The new financial year brings some of the most significant tax updates in over a decade, with changes affecting individuals, small enterprises and multinational groups. While much of the public conversation has centred on personal income tax relief, business owners will also feel the impact of a range of administrative, compliance and structural reforms.

Personal tax cuts introduced in 2024 are now permanent and continue to shape take home pay for more than thirteen million Australians. The nineteen percent bracket has fallen to sixteen percent and the thirty two point five percent bracket has been reduced to thirty percent. Thresholds for the higher marginal rates have been lifted as well. These adjustments aim to ease cost of living pressures while supporting labour participation.

Small enterprises benefit from additional administrative reforms that target efficiency and compliance. Employers can now use a standing declaration for multiple Single Touch Payroll lodgements. This change reduces repetitive reporting obligations and is especially helpful for owners who manage payroll internally. The period to self amend tax returns has also been expanded from two years to four which gives businesses more flexibility to correct mistakes without penalty.

Refund behaviour has also changed. The Australian Taxation Office can hold certain refunds for as long as ninety days while confirming bank information. This measure is designed to reduce fraudulent claims and discourage the use of outdated cheque payments.

On the corporate front, the twenty five percent tax rate remains available to entities with an annual turnover below fifty million dollars. Larger companies continue to operate under the thirty percent rate. From the current year onward, multinational groups with global revenue that reaches or exceeds seven hundred and fifty million euros are subject to the OECD Pillar Two rules. These rules involve a global minimum tax of fifteen percent applied through an income inclusion mechanism and a domestic top up tax. The purpose is to reduce profit shifting and to align Australia with international standards.

Further updates will unfold over the next two years. The 2025 to 2026 Budget confirmed new personal tax relief for lower earners, including a phased reduction of the sixteen percent bracket to fifteen percent in 2026 and fourteen percent in 2027. Medicare levy thresholds are being lifted to keep pace with inflation and to ensure low income earners remain protected. Other measures have been deferred for later review including proposed changes to managed investment trust rules and amendments to foreign resident capital gains tax provisions.

Compliance remains a major priority across all levels of government. The budget committed more funding for the ATO fraud taskforce and extended shadow economy programs beyond 2026. This signals a continued focus on enforcement, digital oversight and integrity measures.

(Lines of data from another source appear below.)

PR #12928, opened 2026-07-13
fix(ttl): isolate + batch chat retention cleanup off the primary queue

justin-tahara:
## Description

TTL chat-retention cleanup (`perform_ttl_management_task`) was enqueued on the default `celery` queue — the primary worker's only lane, shared with the recurring `check_for_indexing` beat task — and deleted every expired chat session in a single unbounded task (`get_chat_sessions_older_than` had no `LIMIT`).

On an instance with a large backlog (tens of thousands of sessions), one cleanup run pinned a primary worker thread for a long time. While it ran, `check_for_indexing` (every 15s) piled up behind it on the same queue and aged past its `expires` (`BEAT_EXPIRES_DEFAULT` = 15 min), so Celery dropped them — surfacing as `Discarding revoked task: check_for_indexing[...]` and silently stalled indexing. Flushing Redis cleared the backlog temporarily, then it recurred.

Separately, the `should_perform_chat_ttl_check` guard was ineffective (nothing ever called `register_task` for this task), so the hourly beat stacked a **new** full cleanup run on top of any still-draining one, compounding the congestion on large backlogs.

This PR:

- **Dedicated queue.** Routes `perform_ttl_management_task` to a new `chat_ttl_deletion` queue consumed by the **light** worker, and enqueues it with an `expires` (previously enqueued with none). Fully off the primary/indexing lane. Added to the light worker `-Q` in `supervisord.conf` and `celery-worker-light.yaml`.
- **Batched deletes.** `get_chat_sessions_older_than` gains an optional `limit` (oldest-first) and the task drains in bounded 100-row batches, so no run loads the whole backlog into memory or holds a thread indefinitely. The loop terminates on an empty or partial batch, and stops (with an error log) if a full batch makes zero progress, so it can't spin forever.
- **Single-run guard.** Wraps the run in a per-tenant Redis lock (reacquired per batch) so overlapping hourly runs can't stack.
- **Observability.** Reports `chat_ttl_deletion` queue depth in the monitoring task.

> **Deploy note:** the light celery worker must be restarted to pick up the new `chat_ttl_deletion` queue in its `-Q` list.

## How Has This Been Tested?

- Added `test_chat_retention_batched_deletion` (enterprise integration test) that forces a small batch size and runs the real task to verify a multi-batch backlog is fully drained and the loop terminates. Existing `test_chat_retention` cases are unchanged (the `get_chat_sessions_older_than` signature is backward compatible).
- `ruff check` + `ruff format --check` pass on all changed files.
- Full integration suite not run locally (requires a live enterprise deployment); relying on CI.

## Additional Options

---
## Summary by cubic
Moved chat TTL cleanup to a dedicated `chat_ttl_deletion` queue and run it in chained 100‑session batches so it won’t block the primary queue or stall `check_for_indexing`. Added a token‑fenced Redis lock and rolling‑upgrade safety to keep a single chain per tenant.

- **Bug Fixes**
  - Dispatcher (`check_ttl_management_task`): per‑tenant `SET NX` marker claimed with a token; starts a chain only when not set; enqueues the first task to `chat_ttl_deletion` with 1h `expires` and low priority.
  - Worker (`perform_ttl_management_task`): deletes the oldest batch and, if full, enqueues the next with the same token; extends/releases the marker only if still owned; continues past per‑session errors; defaults an empty `chain_token` to safely no‑op legacy messages.
  - `get_chat_sessions_older_than`: added `limit` (oldest‑first) and float `days_old`.
  - Monitoring: added `chat_ttl_deletion` queue length metric.
  - Tests: cover full‑batch deletion and skipping a failing session.

- **Migration**
  - Restart the light Celery worker to pick up `-Q chat_ttl_deletion` (Helm chart bumped to 0.6.11 to roll the worker).

<sup>Written for commit 7e8cc3d88146ac621bb023011490466047cb272a. Summary will update on new commits.</sup>

<a href="https://cubic.dev/pr/onyx-dot-app/onyx/pull/12928?utm_source=github" target="_blank" rel="noopener noreferrer" data-no-image-dialog="true"><picture><source media="(prefers-color-scheme: dark)" srcset="https://www.cubic.dev/buttons/review-in-cubic-dark.svg"><source media="(prefers-color-scheme: light)" srcset="https://www.cubic.dev/buttons/review-in-cubic-light.svg">Review in cubic</picture></a>

### DIFF
--- a/backend/ee/onyx/background/celery/tasks/ttl_management/tasks.py
+++ b/backend/ee/onyx/background/celery/tasks/ttl_management/tasks.py
@@ -54,6 +54,11 @@ def perform_ttl_management_task(
         logger.info("Chat TTL cleanup already in progress; skipping this run.")
         return
 
+    # Sessions that failed to delete are excluded from subsequent batches so a
+    # few undeletable rows can't block the rest of the (oldest-first) backlog.
+    # Every fetched session is either deleted or added here, so the eligible set
+    # shrinks each iteration and the loop always terminates.
+    failed_session_ids: set[UUID] = set()
     user_id: UUID | None = None
     session_id: UUID | None = None
     try:
@@ -61,13 +66,15 @@ def perform_ttl_management_task(
             lock.reacquire()
             with get_session_with_current_tenant() as db_session:
                 old_chat_sessions = get_chat_sessions_older_than(
-                    retention_limit_days, db_session, limit=_TTL_DELETE_BATCH_SIZE
+                    retention_limit_days,
+                    db_session,
+                    limit=_TTL_DELETE_BATCH_SIZE,
+                    exclude_session_ids=failed_session_ids,
                 )
 
             if not old_chat_sessions:
                 break
 
-            deleted_count = 0
             for user_id, session_id in old_chat_sessions:
                 lock.reacquire()
                 try:
@@ -79,27 +86,20 @@ def perform_ttl_management_task(
                             include_deleted=True,
                             hard_delete=True,
                         )
-                    deleted_count += 1
                 except Exception:
                     logger.exception(
                         "Failed to delete chat session user_id=%s session_id=%s, continuing with remaining sessions",
                         user_id,
                         session_id,
                     )
+                    failed_session_ids.add(session_id)
 
-            # If a full batch was fetched but nothing could be deleted, the same
-            # rows would be re-fetched forever. Stop and let the next scheduled
-            # check retry rather than spin.
-            if deleted_count == 0:
-                logger.error(
-                    "Chat TTL cleanup made no progress on a full batch of %d sessions; stopping.",
-                    len(old_chat_sessions),
-                )
-                break
-
-            # A partial batch means we've reached the tail of the backlog.
-            if len(old_chat_sessions) < _TTL_DELETE_BATCH_SIZE:
-                break
+        if failed_session_ids:
+            logger.error(
+                "Chat TTL cleanup finished but %d session(s) could not be deleted; "
+                "they will be retried on the next scheduled run.",
+                len(failed_session_ids),
+            )
 
     except Exception:
         logger.exception(
--- a/backend/ee/onyx/background/celery/tasks/ttl_management/tasks.py
+++ b/backend/ee/onyx/background/celery/tasks/ttl_management/tasks.py
@@ -1,13 +1,9 @@
 from celery import shared_task
 from celery import Task
-from redis.lock import Lock as RedisLock
 
 from ee.onyx.background.celery_utils import should_perform_chat_ttl_check
-from onyx.background.celery.celery_redis import celery_get_broker_client
-from onyx.background.celery.celery_redis import celery_get_queue_length
 from onyx.configs.app_configs import JOB_TIMEOUT
 from onyx.configs.constants import CELERY_CHAT_TTL_DELETE_TASK_EXPIRES
-from onyx.configs.constants import CELERY_GENERIC_BEAT_LOCK_TIMEOUT
 from onyx.configs.constants import CHAT_TTL_DELETE_BATCH_SIZE
 from onyx.configs.constants import OnyxCeleryPriority
 from onyx.configs.constants import OnyxCeleryQueues
@@ -34,7 +30,7 @@ def perform_ttl_management_task(
     self: Task,
     retention_limit_days: float,
     *,
-    tenant_id: str,  # noqa: ARG001
+    tenant_id: str,
 ) -> None:
     """Delete the oldest batch of expired chat sessions, then chain the next task.
 
@@ -42,9 +38,10 @@ def perform_ttl_management_task(
     expired sessions and exits, so it occupies a single light-worker thread for
     only one short batch and interleaves with the other light-queue work. If a
     full batch is deleted (more sessions likely remain) it enqueues the next task
-    to continue the chain. Only one task is ever in flight (``check_ttl_management_task``
-    starts a chain only when the queue is empty), so at most one light-worker
-    thread does TTL work at a time.
+    to continue the chain; otherwise the chain is done and it releases the
+    in-flight marker so ``check_ttl_management_task`` can start a fresh chain.
+    Only one chain runs per tenant at a time (guarded by the marker), so at most
+    one light-worker thread does TTL work at a time.
 
     NOTE: every run re-selects the oldest sessions, so a session that repeatedly
     fails to delete is retried on every run. If the oldest ``CHAT_TTL_DELETE_BATCH_SIZE``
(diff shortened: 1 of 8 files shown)


justin-tahara:
Good catch on the "Failed Batch Blocks Cleanup" (P1) — addressed in 88527ebe43.

The `deleted_count == 0` early-stop was replaced with a failed-id exclusion set: sessions that fail `delete_chat_session` are collected and passed to `get_chat_sessions_older_than(exclude_session_ids=...)` so subsequent oldest-first batches skip them and reach the newer expired sessions behind them. Every fetched session is now either deleted or excluded, so the eligible set strictly shrinks each iteration (loop still terminates without the old guard). Failed rows are logged and retried on the next scheduled run. Added `test_chat_retention_skips_failing_session` covering an older failing session not blocking newer deletable ones.

justin-tahara:
Re: cubic's P1 on the lock key not being tenant-scoped — this is a false positive, but I added a clarifying comment in 7374858de1 since the scoping is implicit.

`get_redis_client()` returns a `TenantRedisClient` whose `.lock(name)` prepends `"{tenant_id}:"` to the key (`_prefix_key` in `onyx/redis/tenant_redis_client.py`), so `CHAT_TTL_MANAGEMENT_LOCK` resolves to `{tenant_id}:da_lock:chat_ttl_management` — already per-tenant. The tenant comes from the current-task context (the same context this task's `get_session_with_current_tenant()` relies on). This is the identical pattern the other beat/singleton locks use (e.g. `check_for_vespa_sync_task` locks on the constant `CHECK_VESPA_SYNC_BEAT_LOCK`); manually appending `:{tenant_id}` would double-scope the key and diverge from that convention, so I kept the constant key and documented the implicit prefixing instead.

backend/onyx/configs/constants.py
```diff
@@ -435,6 +435,10 @@ class OnyxCeleryQueues:
     CONNECTOR_HIERARCHY_FETCHING = "connector_hierarchy_fetching"
     CSV_GENERATION = "csv_generation"
 
+    # Chat retention (TTL) hard-deletion queue. Kept off the primary "celery"
```
evan-onyx: cleanup comment

backend/ee/onyx/background/celery/tasks/ttl_management/tasks.py
```diff
@@ -32,30 +42,66 @@ def perform_ttl_management_task(
...
+    lock: RedisLock = r.lock(
+        OnyxRedisLocks.CHAT_TTL_MANAGEMENT_LOCK,
+        timeout=CELERY_GENERIC_BEAT_LOCK_TIMEOUT,
+    )
+    if not lock.acquire(blocking=False):
+        logger.info("Chat TTL cleanup already in progress; skipping this run.")
+        return
+
+    # Sessions that failed to delete are excluded from subsequent batches so a
+    # few undeletable rows can't block the rest of the (oldest-first) backlog.
```
evan-onyx: the comment seems to imply that future iterations of this task won't try deleting the sessions that previously failed to delete which is not true. I think the intent after discussing IRL is to have each task only delete the 100 oldest chat sessions, which seems better. We should also make note that this CAN end us up in an infinite loop (across tasks) if the oldest 100 can't be deleted for some reason.

evan-onyx (approved):
talked irl and there are some changes to make, approving to unblock u

justin-tahara:
Reworked to the design we discussed (eff740795c): **each task deletes the oldest 100 expired sessions and chains the next** — no fan-out, no per-session guards, no backpressure math.

@evan-onyx implemented your steer directly:
- Each `perform_ttl_management_task` deletes the oldest `CHAT_TTL_DELETE_BATCH_SIZE` (100) sessions and enqueues the next task only if a full batch came back. `check_ttl_management_task` starts a chain only when the queue is empty, so chains don't stack.
- Added the requested note in the docstring: because every run re-selects the oldest sessions, failed deletes are retried, and **if the oldest 100 can't be deleted the chain loops on them across tasks** — documented as an accepted trade-off.
- Fixed the misleading comment (the old one implied previously-failed sessions wouldn't be retried, which was inaccurate) and cleaned up the queue comment.

This also supersedes the two bot findings from the previous (fan-out) commit:
- **cubic** — the per-session guard timing and the queue-depth-cap concerns are moot; the guards and depth cap are gone entirely in the chain design.
- **greptile P1 ("oldest failures starve cleanup")** — this is now the *intended, documented* behavior per the design discussion, not a defect: we accept that a permanently-undeletable oldest-100 blocks the chain, rather than adding machinery to route around it.

Re-review welcome on the new commit.

justin-tahara:
Addressed both P1s from the latest re-review:

**cubic P1 (double-chain race) — fixed in ae4ad9b45e.** You're right that queue length is a leaky guard: an actively-running batch isn't in the queue, so a beat firing mid-batch saw length 0 and could start a second chain. Replaced the queue-length gate with a **per-tenant in-flight marker** (Redis key with TTL): the beat claims it via `SET NX` and only starts a chain if it isn't already held; each `perform` task refreshes it and releases it when the chain drains. The marker spans the whole chain regardless of queue state, so chains can't stack.

**greptile P1 ("Failing batches still loop") — working as intended, not a defect.** This is the exact behavior we deliberately chose with @evan-onyx: each task re-selects the oldest 100, so a permanently-undeletable oldest batch loops (and never reaches newer sessions). It's documented in the `perform_ttl_management_task` docstring as an accepted trade-off — we opted for simplicity over adding skip/offset machinery to route around poison rows, and every failure is logged. Not changing this one.

justin-tahara:
cubic P1 (lease-expiry race) — fixed in b881e2b2f4. Good find: if a batch outlived the marker's 1h TTL, the beat could start a replacement chain and the superseded task could still refresh/delete the *new* chain's marker.

Fixed with the owner-token approach you suggested: `check_ttl_management_task` claims the marker with a fresh per-chain token (`SET NX`), and that token is carried through the chained tasks. Each `perform` run does a **compare-and-refresh** (extend the lease only if the marker still equals our token, via a small Lua script) and stops if it doesn't own it; the marker is released via **compare-and-delete** (only if still owned). So a task whose lease lapsed can neither extend nor delete a later chain's lease — it just exits.

justin-tahara:
Two P2s from the latest cubic pass:

**#1 (rollout compat, tasks.py) — fixed in 7e8cc3d881.** Valid: a `perform_ttl_management_task` message enqueued by the pre-upgrade code carries no `chain_token`, so a new worker would fail it. Made `chain_token` default to `""` — an empty token never matches the fenced marker (`refresh-if-owned("")` returns 0 since the marker holds a uuid), so a legacy in-flight message harmlessly no-ops and the next beat starts a fresh chain. No task-name versioning needed.

**#2 (`_run_perform_ttl` uses plain `set()`, test) — intentional, not a defect.** The test helper deliberately claims the marker unconditionally with a known token so `perform` proceeds against a deterministic value. `SET NX` there would be *wrong* — a marker left over from a prior test would make the claim fail, the helper's token wouldn't match the stored one, and `perform` would early-return, breaking the test. The test isn't racing with any other chain, so there's nothing for NX to guard. Leaving as-is.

For small and medium enterprises, the overall picture points to a landscape that is more digitised, more regulated and increasingly aligned with global tax norms. Understanding these changes early can help business owners plan budgets, manage payroll adjustments and prepare for future reporting obligations. Professional guidance will become increasingly important as rules continue to tighten and as digital compliance becomes the norm.